Input records: Begin

PR #302, opened 2017-11-08
Samples page improvement

yunfangjuan:
Fix a bug and a config change 
- vcpus from 16 to 4
- check the sources are different from read 1 and read
- make samples pages more informative

### DIFF
--- a/app/helpers/samples_helper.rb
+++ b/app/helpers/samples_helper.rb
@@ -33,6 +33,25 @@ module SamplesHelper
     (100.0 * bowtie2_stats.reads_after) / star_stats.reads_before unless bowtie2_stats.nil? || star_stats.nil?
   end
 
+  def sample_status_display(sample)
+    if sample.status == Sample::STATUS_CREATED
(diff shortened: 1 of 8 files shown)


app/helpers/samples_helper.rb
```diff
@@ -33,6 +33,25 @@ def compute_percentage_reads(jobstats)
     (100.0 * bowtie2_stats.reads_after) / star_stats.reads_before unless bowtie2_stats.nil? || star_stats.nil?
   end
 
+  def sample_status_display(sample)
+    if sample.status == Sample::STATUS_CREATED
+      return 'uploading'
+    elsif sample.status == Sample::STATUS_CHECKED
+      pipeline_run = sample.pipeline_runs.first
+      return '' unless pipeline_run
```
boris-dimitrov: what is the meaning of empty string?

yunfangjuan: basically it's a transitional state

Input records: End

** Task objective **
All of the material above is to be repeated exactly.

** Expected answer **
PR #302, opened 2017-11-08
Samples page improvement

yunfangjuan:
Fix a bug and a config change 
- vcpus from 16 to 4
- check the sources are different from read 1 and read
- make samples pages more informative

### DIFF
--- a/app/helpers/samples_helper.rb
+++ b/app/helpers/samples_helper.rb
@@ -33,6 +33,25 @@ module SamplesHelper
     (100.0 * bowtie2_stats.reads_after) / star_stats.reads_before unless bowtie2_stats.nil? || star_stats.nil?
   end
 
+  def sample_status_display(sample)
+    if sample.status == Sample::STATUS_CREATED
(diff shortened: 1 of 8 files shown)


app/helpers/samples_helper.rb
```diff
@@ -33,6 +33,25 @@ def compute_percentage_reads(jobstats)
     (100.0 * bowtie2_stats.reads_after) / star_stats.reads_before unless bowtie2_stats.nil? || star_stats.nil?
   end
 
+  def sample_status_display(sample)
+    if sample.status == Sample::STATUS_CREATED
+      return 'uploading'
+    elsif sample.status == Sample::STATUS_CHECKED
+      pipeline_run = sample.pipeline_runs.first
+      return '' unless pipeline_run
```
boris-dimitrov: what is the meaning of empty string?

yunfangjuan: basically it's a transitional state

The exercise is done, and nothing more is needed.